Mordisco, whose real name is Néstor Vera, taxes all economic activity in the area, from farms to gas stations to restaurants. He is also the most powerful figure in the region’s vast cocaine industry, as he controls everything from coca crops to processing labs to trafficking routes. Anyone who sells cocaine to a buyer not authorized by Mordisco’s group is declared a “military target,” his euphemism for a death sentence.

At the entrance to the town, a sign warns the army not to advance any further.

The Colombian state hardly has a presence here, apart from a school, whose students have gone more than a month without receiving the free meals to which they are entitled, and a clinic that, according to the locals, has little or no medicine.

So it’s the Bite troops who make the rules and enforce them. Pamphlets and WhatsApp messages began circulating last year warning farmers that they would face “revolutionary justice” if they felled trees to expand their fields without permission. Mordisco is a former commander of the Revolutionary Armed Forces of Colombia, or FARC, and his henchmen still use the language of the Marxist insurgency.

“They don’t want people to continue deforesting,” said Édgar Ariza, a community leader in La Paz. “And they are the only ones who are capable of stopping deforestation.”

About 10% of the Amazon is in Colombia, where it has suffered far less damage than Brazil’s forests so far this century. The Petro government has declared ending deforestation a top priority, and the US, UK, Norway and Germany are among the top foreign donors for conservation projects. The Amazon stores tens of billions of tons of carbon, crucial to limit global warming, and serves as a habitat for jaguars, thousands of species of birds and even freshwater dolphins.

In Mordisco’s territory, anyone who fells trees without permission is fined between 10 and 20 million pesos (between US$2,400 and US$4,800) per hectare, according to a local leader from Calamar, another region of the Guaviare department, who asked not to be identified because he said the group has become more violent lately.

By severely restricting deforestation, Mordisco has reintroduced an old FARC policy. The guerrillas needed the treetops to hide from the army, and they also used the jungle to fish and hunt wild animals to eat when under siege.

“It wasn’t just the logic of defending in the war, of being able to have a territory for their movements in hiding,” says a former member of the FARC command council known by his alias Pastor Alape. “It was a political conception in the sense of being able to contain the advance of the latifundio.”

Alape and thousands of other members of the FARC laid down their arms after signing a peace agreement with the Government in 2016. Those who, like Alape, stayed in the peace process, and those who, like Mordisco, took up arms again They consider themselves to be the true FARC, and the others to be traitors.

Mordisco’s faction, known as the Estado Mayor Central, or EMC, currently has about 2,200 armed fighters and a support network of about 1,400 people, according to army intelligence estimates. This probably makes it the third largest illegal armed group in Colombia, behind the National Liberation Army (ELN), a guerrilla force, and the Clan del Golfo, a cocaine trafficking cartel.

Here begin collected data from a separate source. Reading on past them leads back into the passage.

PR #379, opened 2020-05-04
gapic: flag support for proto3_optional

noahdietz:
* add SupportedFeatures flag to CodeGeneratorResponse
* update showcase integation go.mod
* add proto3_optional enablement flag to showcase script
* update repositories.bzl from go.mod
* upgrade version of protoc in CI

**Note:** Bazel build breaks because rules_go forces the golang/protobuf version to v1.3.3, which doesn't have the API necessary for the plugin to flag proto3_optional support. So, it has been [overridden](https://github.com/bazelbuild/rules_go/blob/master/go/dependencies.rst#overriding-dependencies) using the patches found on HEAD of rules_go (meant for golang/protobuf v1.4.0, but they work for v1.4.1 as well). This will be reverted once rules_go releases with the sufficient dependency versions included. The use of latest rules_go also meant taking its new latest minimum bazel version - 2.2.0.


.circleci/config.yml
```diff
@@ -54,7 +54,7 @@ jobs:
           name: Run Showcase
           command: |
             mkdir protobuf
-            curl -sSL https://github.com/protocolbuffers/protobuf/releases/download/v3.11.4/protoc-3.11.4-linux-x86_64.zip > protobuf/protoc.zip
+            curl -sSL https://github.com/protocolbuffers/protobuf/releases/download/v3.12.0-rc1/protoc-3.12.0-rc-1-linux-x86_64.zip > protobuf/protoc.zip
```
vam-google, line 57: Please add TODOs here and in other places, which either depend on `rc` verisons of dependencies or result of "hacks" (like overriding protobuf from `1.3.3` to `1.4.0`) briefly explaining when and it should be replaced with proper GA versions.

noahdietz: Done. Good idea, thanks.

The peace agreement with the FARC did not achieve its objectives. In the ensuing chaos, land grabbers and ranchers took advantage of the power vacuum to plunge into the Amazon and begin destroying the rainforest at record rates.

At first, Mordisco allowed large-scale cattle ranching to arrive in the Amazon, perhaps because it increased his extortion revenue. His men even threatened to kill environmental activists and employees of the Colombian National Parks Service.

Then, in 2022, it changed its policy 180 degrees. That was also the year that Petro was elected Colombia’s first left-wing president, pledging to enter into peace talks with the country’s illegal armed groups, including Mordisco’s.

Referring to the decrease in tree loss in a speech last month, Petro said: “To achieve it, you had to talk to armed groups. And one of the central conversations was not to deforest.”

In written response to questions, the Colombian Ministry of the Environment said that the government’s search for peace through “dialogue with illegal groups” has created conditions that allow for the conservation and restoration of ecosystems. Government work with local communities and criminal investigations into the financing behind large-scale deforestation have also helped save trees, the ministry said.

At least one pamphlet purportedly belonging to the Biting faction explicitly cited Petro’s election as a reason to stop the “ecological disaster.” He ordered the local population not to cut down virgin forest or set fires “until an institutional solution for the peasants who lack land to work materializes in these four years of the government of Dr. Gustavo Petro.”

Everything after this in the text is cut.